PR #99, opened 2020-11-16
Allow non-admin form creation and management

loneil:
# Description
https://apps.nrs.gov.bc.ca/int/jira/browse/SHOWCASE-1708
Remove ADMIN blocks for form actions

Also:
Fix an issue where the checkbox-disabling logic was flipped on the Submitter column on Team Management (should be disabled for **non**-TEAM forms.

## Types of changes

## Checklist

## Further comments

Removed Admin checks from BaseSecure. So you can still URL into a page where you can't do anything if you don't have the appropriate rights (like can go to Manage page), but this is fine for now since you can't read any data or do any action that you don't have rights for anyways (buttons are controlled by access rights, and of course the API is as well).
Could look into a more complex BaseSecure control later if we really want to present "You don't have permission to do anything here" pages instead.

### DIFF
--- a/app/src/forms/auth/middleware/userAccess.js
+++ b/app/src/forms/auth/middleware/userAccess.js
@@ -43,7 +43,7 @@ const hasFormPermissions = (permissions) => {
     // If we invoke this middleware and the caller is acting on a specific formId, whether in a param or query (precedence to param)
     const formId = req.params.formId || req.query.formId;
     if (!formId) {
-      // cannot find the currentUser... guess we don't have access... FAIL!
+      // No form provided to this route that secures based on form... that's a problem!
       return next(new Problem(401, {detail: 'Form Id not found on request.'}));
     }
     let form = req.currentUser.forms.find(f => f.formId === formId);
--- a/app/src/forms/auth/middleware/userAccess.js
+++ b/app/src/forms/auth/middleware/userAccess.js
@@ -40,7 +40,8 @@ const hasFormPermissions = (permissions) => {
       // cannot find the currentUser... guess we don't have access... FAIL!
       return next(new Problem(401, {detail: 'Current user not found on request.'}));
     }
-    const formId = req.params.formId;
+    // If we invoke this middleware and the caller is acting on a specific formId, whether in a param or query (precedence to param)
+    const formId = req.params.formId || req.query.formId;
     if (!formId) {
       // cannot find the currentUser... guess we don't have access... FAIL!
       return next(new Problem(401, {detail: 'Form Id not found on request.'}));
+ + + + + + +
• Goal of the exercise:
Copy out the whole listing exactly; please set it all down.

• Exercise solution:
PR #99, opened 2020-11-16
Allow non-admin form creation and management

loneil:
# Description
https://apps.nrs.gov.bc.ca/int/jira/browse/SHOWCASE-1708
Remove ADMIN blocks for form actions

Also:
Fix an issue where the checkbox-disabling logic was flipped on the Submitter column on Team Management (should be disabled for **non**-TEAM forms.

## Types of changes

## Checklist

## Further comments

Removed Admin checks from BaseSecure. So you can still URL into a page where you can't do anything if you don't have the appropriate rights (like can go to Manage page), but this is fine for now since you can't read any data or do any action that you don't have rights for anyways (buttons are controlled by access rights, and of course the API is as well).
Could look into a more complex BaseSecure control later if we really want to present "You don't have permission to do anything here" pages instead.

### DIFF
--- a/app/src/forms/auth/middleware/userAccess.js
+++ b/app/src/forms/auth/middleware/userAccess.js
@@ -43,7 +43,7 @@ const hasFormPermissions = (permissions) => {
     // If we invoke this middleware and the caller is acting on a specific formId, whether in a param or query (precedence to param)
     const formId = req.params.formId || req.query.formId;
     if (!formId) {
-      // cannot find the currentUser... guess we don't have access... FAIL!
+      // No form provided to this route that secures based on form... that's a problem!
       return next(new Problem(401, {detail: 'Form Id not found on request.'}));
     }
     let form = req.currentUser.forms.find(f => f.formId === formId);
--- a/app/src/forms/auth/middleware/userAccess.js
+++ b/app/src/forms/auth/middleware/userAccess.js
@@ -40,7 +40,8 @@ const hasFormPermissions = (permissions) => {
       // cannot find the currentUser... guess we don't have access... FAIL!
       return next(new Problem(401, {detail: 'Current user not found on request.'}));
     }
-    const formId = req.params.formId;
+    // If we invoke this middleware and the caller is acting on a specific formId, whether in a param or query (precedence to param)
+    const formId = req.params.formId || req.query.formId;
     if (!formId) {
       // cannot find the currentUser... guess we don't have access... FAIL!
       return next(new Problem(401, {detail: 'Form Id not found on request.'}));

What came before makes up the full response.